Two bonds were authorized by the Sunnyside City Council last night.
The first totals $2,760,000 and is a limited tax general obligation bond to cover the cost of the city acquiring the former Monson Ranches feedlot. The second totals $2,295,000 and is a water and sewer revenue bond to cover the cost of extending water and sewer services to the property.
Sunnyside City Manager Bob Stockwell told the council the bonds went to market Aug. 23 and funds should start flowing to the city by Sept. 12.
The proceeds of the limited tax general obligation bond will be used to reimburse the internal loans made from various city funds to purchase the former feedlot, plus the interest accrued on these loans, Stockwell said. The city's purpose in purchasing the property was to terminate the operation of the feedlot and make the property available for economic development projects.
The water and sewer revenue bond will cover the cost of extending water and sewer services to the property.
Stockwell said this project will make the property developable for a broad range of commercial and light industrial uses. Once developed, the revenue generated from the water and sewer services will pay back a significant portion of the cost of the bonds, according to Stockwell.
Stockwell said conservative estimates of the value of the property when full utilities are on site will far exceed the city's cost of purchasing the property and extending services.

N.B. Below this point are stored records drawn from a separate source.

PR #7271, opened 2020-08-27
Support pre-loading SQLite schemas on initialization

mia-pi-git:
This PR adds framework to initialize all .sql files before chat-plugins are loaded, so that plugins don't need to do it themselves in weird ways. Along with this, it adds a Config setting for configuring what uses SQLite and what doesn't.
It also adds a ``/evalsql databasefile, query``  (or ``>>sql`` for evaluating SQL on the server, looks like https://prnt.sc/u766yc), attaches a database accessor to Chat (for plugins), and adds a README to the databases/ file laying out how the initializer works (credit to Annika for writing the original in her layout, before i rewrote it (with her permission and by her suggestion) to use as a README in the `./databases/` README.)
As well, it sets up the `/databases/schemas/` folder, with a small readme on usage, and gitignores /databases/*.db* correctly.
(If anyone else can suggest things that would be useful for this, please comment.)

This comes from the ideas Annika and I came up with in https://gist.github.com/AnnikaCodes/afa36fc8b17791be812eebbb22182426.

PR #7277, opened 2020-08-28
Convert modlogs to SQLite

### LINKED ISSUE #6469: Migrating Modlog to Postgres

AnnikaCodes:
Fixes #6469.

This will require either restarting the server or hotpatching chat and modlog and monkeypatching Rooms.

There is a conversion script (shoutout to @TheJetOU for writing most of it) in `tools/`. It should be run to convert our existing modlogs to SQLite. It also converts old-style modlogs, so there will be no more of `([thepoll] was ended)` type modlog entries.

### DIFF
--- a/databases/schemas/modlog-schema.sql
+++ b/databases/schemas/modlog-schema.sql
@@ -1,0 +1,26 @@
+ CREATE TABLE IF NOT EXISTS modlog (
+    modlog_id INTEGER NOT NULL PRIMARY KEY,
+    -- UNIX timestamp
+    timestamp INTEGER NOT NULL,
+    --- roomid OR global-roomid
+    roomid TEXT NOT NULL,
+    action TEXT NOT NULL,
+    visual_roomid TEXT,
+    action_taker TEXT,
+    userid TEXT,
+    autoconfirmed_userid TEXT,
+    ip TEXT,
+    note TEXT
+);
+
+CREATE TABLE IF NOT EXISTS alts (
+    alts_id INTEGER NOT NULL,
+    userid TEXT NOT NULL
+);
+
+CREATE INDEX IF NOT EXISTS alts_index_1 ON alts(alts_id);
+CREATE INDEX IF NOT EXISTS ml_index_1 ON modlog(timestamp);
+CREATE INDEX IF NOT EXISTS ml_index_2 ON modlog(roomid, userid, autoconfirmed_userid, timestamp);
+CREATE INDEX IF NOT EXISTS ml_index_3 ON modlog(roomid, ip, timestamp);
+CREATE INDEX IF NOT EXISTS ml_index_4 ON modlog(roomid, note, timestamp);
+CREATE INDEX IF NOT EXISTS ml_index_5 ON modlog(roomid, action_taker, timestamp);
--- a/databases/schemas/modlog.sql
+++ b/databases/schemas/modlog.sql
@@ -6,7 +6,7 @@
     roomid TEXT NOT NULL,
     action TEXT NOT NULL,
     visual_roomid TEXT,
-    action_taker TEXT,
+    action_taker_userid TEXT,
     userid TEXT,
     autoconfirmed_userid TEXT,
     ip TEXT,
@@ -14,13 +14,16 @@
 );
 
 CREATE TABLE IF NOT EXISTS alts (
-    alts_id INTEGER NOT NULL,
-    userid TEXT NOT NULL
+    modlog_id INTEGER NOT NULL,
+    userid TEXT NOT NULL,
+    PRIMARY KEY (modlog_id, userid),
+    FOREIGN KEY (modlog_id) REFERENCES modlog(modlog_id)
 );
 
-CREATE INDEX IF NOT EXISTS alts_index_1 ON alts(alts_id);
 CREATE INDEX IF NOT EXISTS ml_index_1 ON modlog(timestamp);
 CREATE INDEX IF NOT EXISTS ml_index_2 ON modlog(roomid, userid, autoconfirmed_userid, timestamp);
 CREATE INDEX IF NOT EXISTS ml_index_3 ON modlog(roomid, ip, timestamp);
 CREATE INDEX IF NOT EXISTS ml_index_4 ON modlog(roomid, note, timestamp);
-CREATE INDEX IF NOT EXISTS ml_index_5 ON modlog(roomid, action_taker, timestamp);
+CREATE INDEX IF NOT EXISTS ml_index_5 ON modlog(roomid, action_taker_userid, timestamp);
+
+PRAGMA journal_mode=WAL;
--- a/server/chat-commands/moderation.ts
+++ b/server/chat-commands/moderation.ts
@@ -422,7 +422,7 @@ export const commands: ChatCommands = {
 			this.checkCan('warn', null, room);
 
 			this.addModAction(`${targetUser.name} would be warned by ${user.name} but is offline.${(publicReason ? ` (${publicReason})` : ``)}`);
-			this.globalModlog('WARN OFFLINE', targetUser, ` by ${user.id}${(target ? `: ${publicReason} ${privateReason}` : ``)}`);
+			this.globalModlog('WARN OFFLINE', targetUser, target ? `${publicReason} ${privateReason}` : ``);
 			return;
 		}
 		if (!(targetUser.id in room.users) && !globalWarn) {
@@ -443,7 +443,7 @@ export const commands: ChatCommands = {
 
 		this.addModAction(`${targetUser.name} was warned by ${user.name}.${(publicReason ? ` (${publicReason})` : ``)}`);
 		if (globalWarn) {
-			this.globalModlog('WARN', targetUser, ` by ${user.id}${(target ? `: ${publicReason} ${privateReason}` : ``)}`);
+			this.globalModlog('WARN', targetUser, target ? `${publicReason} ${privateReason}` : ``);
 		} else {
 			this.modlog('WARN', targetUser, target ? `${publicReason} ${privateReason}` : ``, {noalts: 1});
 		}
@@ -662,9 +662,9 @@ export const commands: ChatCommands = {
 		room.hideText([userid, toID(this.inputUsername)]);
 
 		if (room.settings.isPrivate !== true && room.persist) {
-			this.globalModlog(`${week ? 'WEEK' : ''}ROOMBAN`, targetUser, ` by ${user.id}${(target ? `: ${target}` : ``)}`);
+			this.globalModlog(`${week ? 'WEEK' : ''}ROOMBAN`, targetUser, target);
 		} else {
-			this.modlog(`${week ? 'WEEK' : ''}ROOMBAN`, targetUser, ` by ${user.id}${(target ? `: ${target}` : ``)}`);
+			this.modlog(`${week ? 'WEEK' : ''}ROOMBAN`, targetUser, target);
 		}
 		return true;
 	},
@@ -685,7 +685,7 @@ export const commands: ChatCommands = {
 		if (name) {
 			this.addModAction(`${name} was unbanned from ${room.title} by ${user.name}.`);
 			if (room.settings.isPrivate !== true && room.persist) {
-				this.globalModlog("UNROOMBAN", name, ` by ${user.id}`);
+				this.globalModlog("UNROOMBAN", name);
 			}
 		} else {
 			this.errorReply(`User '${target}' is not banned from this room.`);
@@ -770,7 +770,7 @@ export const commands: ChatCommands = {
 
 		const globalReason = (target ? `: ${userReason} ${proof}` : '');
 		this.globalModlog(
-			(week ? "WEEKLOCK" : (month ? "MONTHLOCK" : "LOCK")), targetUser || userid, ` by ${user.id}${globalReason}`
+			(week ? "WEEKLOCK" : (month ? "MONTHLOCK" : "LOCK")), targetUser || userid, globalReason
 		);
 
 		const durationMsg = week ? ' for a week' : (month ? ' for a month' : '');
@@ -835,7 +835,7 @@ export const commands: ChatCommands = {
 
 		if (unlocked) {
 			this.addGlobalModAction(`${unlocked.join(", ")} ${((unlocked.length > 1) ? "were" : "was")} unlocked by ${user.name}.${reason}`);
-			if (!reason) this.globalModlog("UNLOCK", toID(target), ` by ${user.id}`);
+			if (!reason) this.globalModlog("UNLOCK", toID(target));
 			if (targetUser) targetUser.popup(`${user.name} has unlocked you.`);
 		} else {
 			this.errorReply(`User '${target}' is not locked.`);
@@ -863,7 +863,7 @@ export const commands: ChatCommands = {
 		}
 
 		this.addGlobalModAction(`The name '${target}' was unlocked by ${user.name}.`);
-		this.globalModlog("UNLOCKNAME", userid, ` by ${user.name}`);
+		this.globalModlog("UNLOCKNAME", userid);
 	},
 	unrangelock: 'unlockip',
 	rangeunlock: 'unlockip',
@@ -899,7 +899,12 @@ export const commands: ChatCommands = {
 		}
 
 		this.privateGlobalModAction(`${user.name} unlocked the ${range ? "IP range" : "IP"}: ${target}`);
-		this.globalModlog(`UNLOCK${range ? 'RANGE' : 'IP'}`, target, ` by ${user.name}`);
+		(room || Rooms.global).modlog({
+			action: `UNLOCK${range ? 'RANGE' : 'IP'}`,
+			ip: target,
+			isGlobal: true,
+			loggedBy: user.id,
+		});
 	},
 	unlockiphelp: [`/unlockip [ip] - Unlocks a punished ip while leaving the original punishment intact. Requires: @ &`],
 	unlocknamehelp: [`/unlockname [name] - Unlocks a punished alt, leaving the original lock intact. Requires: % @ &`],
@@ -979,7 +984,7 @@ export const commands: ChatCommands = {
 		room?.hideText([userid, toID(this.inputUsername)]);
 
 		const globalReason = (target ? `: ${userReason} ${proof}` : '');
-		this.globalModlog("BAN", targetUser, ` by ${user.id}${globalReason}`);
+		this.globalModlog("BAN", targetUser, globalReason);
 		return true;
 	},
 	globalbanhelp: [
@@ -999,7 +1004,7 @@ export const commands: ChatCommands = {
 		}
 
 		this.addGlobalModAction(`${name} was globally unbanned by ${user.name}.`);
-		this.globalModlog("UNBAN", target, ` by ${user.id}`);
+		this.globalModlog("UNBAN", target);
 	},
 	unglobalbanhelp: [`/unglobalban [username] - Unban a user. Requires: @ &`],
 
@@ -1143,8 +1148,9 @@ export const commands: ChatCommands = {
 		}
 		this.checkCan('receiveauthmessages', null, room);
 		target = target.replace(/\n/g, "; ");
-		if (room.roomid === 'staff' || room.roomid === 'upperstaff') {
-			this.globalModlog('NOTE', null, ` by ${user.id}: ${target}`);
+		if (room.roomid === 'staff' || room.roomid === 'upperstaff' || room.roomid.startsWith('help-')) {
+			// Staff rooms and help tickets should have global modnotes
+			this.globalModlog('NOTE', null, target);
 		} else {
 			this.modlog('NOTE', null, target);
 		}
@@ -1211,7 +1217,7 @@ export const commands: ChatCommands = {
 		}
 		if (Users.Auth.getGroup(nextGroup).rank < Users.Auth.getGroup(currentGroup).rank) {
 			this.privateGlobalModAction(`${name} was demoted to ${groupName} by ${user.name}.`);
-			this.globalModlog(`GLOBAL ${groupName.toUpperCase()}`, userid, ` by ${user.id}: (demote)`);
+			this.globalModlog(`GLOBAL ${groupName.toUpperCase()}`, userid, `(demote)`);
 			if (targetUser) targetUser.popup(`You were demoted to ${groupName} by ${user.name}.`);
 		} else {
 			this.addGlobalModAction(`${name} was promoted to ${groupName} by ${user.name}.`);
@@ -1463,13 +1469,13 @@ export const commands: ChatCommands = {
 		let forceRenameMessage;
 		if (targetUser.connected) {
 			forceRenameMessage = `was forced to choose a new name by ${user.name}${(reason ? `: ${reason}` : ``)}`;
-			this.globalModlog('FORCERENAME', targetUser, ` by ${user.name}${(reason ? `: ${reason}` : ``)}`);
+			this.globalModlog('FORCERENAME', targetUser, reason);
 			Chat.forceRenames.set(targetUser.id, (Chat.forceRenames.get(targetUser.id) || 0) + 1);
 			Ladders.cancelSearches(targetUser);
 			targetUser.send(`|nametaken||${user.name} considers your name inappropriate${(reason ? `: ${reason}` : ".")}`);
 		} else {
 			forceRenameMessage = `would be forced to choose a new name by ${user.name} but is offline${(reason ? `: ${reason}` : ``)}`;
-			this.globalModlog('FORCERENAME OFFLINE', targetUser, ` by ${user.name}${(reason ? `: ${reason}` : ``)}`);
+			this.globalModlog('FORCERENAME OFFLINE', targetUser, reason);
 			if (!Chat.forceRenames.has(targetUser.id)) Chat.forceRenames.set(targetUser.id, 0);
 		}
 
@@ -1510,7 +1516,7 @@ export const commands: ChatCommands = {
 
 		const reasonText = reason ? ` (${reason})` : `.`;
 		this.privateGlobalModAction(`${targetUser.name} was namelocked by ${user.name}${reasonText}`);
-		this.globalModlog("NAMELOCK", targetUser, ` by ${user.id}${reasonText}`);
+		this.globalModlog("NAMELOCK", targetUser, reasonText);
 
 		const roomauth = Rooms.global.destroyPersonalRooms(targetUser.id);
 		if (roomauth.length) {
@@ -1544,7 +1550,7 @@ export const commands: ChatCommands = {
 		}
 
 		this.addGlobalModAction(`${unlocked} was unnamelocked by ${user.name}.${reason}`);
-		if (!reason) this.globalModlog("UNNAMELOCK", toID(target), ` by ${user.id}`);
+		if (!reason) this.globalModlog("UNNAMELOCK", toID(target));
 		if (targetUser) targetUser.popup(`${user.name} has unnamelocked you.`);
 	},
 	unnamelockhelp: [`/unnamelock [username] - Unnamelocks the user. Requires: % @ &`],
@@ -1706,7 +1712,7 @@ export const commands: ChatCommands = {
 		}
 
 		if (!room.settings.isPrivate && room.persist) {
-			this.globalModlog("BLACKLIST", targetUser, ` by ${user.id}${target ? `: ${target}` : ''}`);
+			this.globalModlog("BLACKLIST", targetUser, target);
 		} else {
 			// Room modlog only
 			this.modlog("BLACKLIST", targetUser, target);
@@ -1758,7 +1764,7 @@ export const commands: ChatCommands = {
 			Monitor.log(`[CrisisMonitor] Trusted user ${targetUser.name} was banned from battling by ${user.name}, and should probably be demoted.`);
 		}
 
-		this.globalModlog("BATTLEBAN", targetUser, ` by ${user.id}${reasonText}`);
+		this.globalModlog("BATTLEBAN", targetUser, reasonText);
 		Ladders.cancelSearches(targetUser);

Over time Sunnyside should recover significantly more than the cost of purchasing the land and the initial development of the property while creating additional jobs and generating additional taxes to support the city's operations, Stockwell said.
The bonds will be paid back over a 20-year period and the city will make its first payment Dec. 1 of this year on the water and sewer revenue bond for $25,503. A $161,753 payment will be made on the limited tax general obligation bond Dec. 1, 2008.
The city won't start paying on the principal of the water and sewer revenue bond until 2018 and will start paying on the principal of the limited tax general obligation bond in 2010.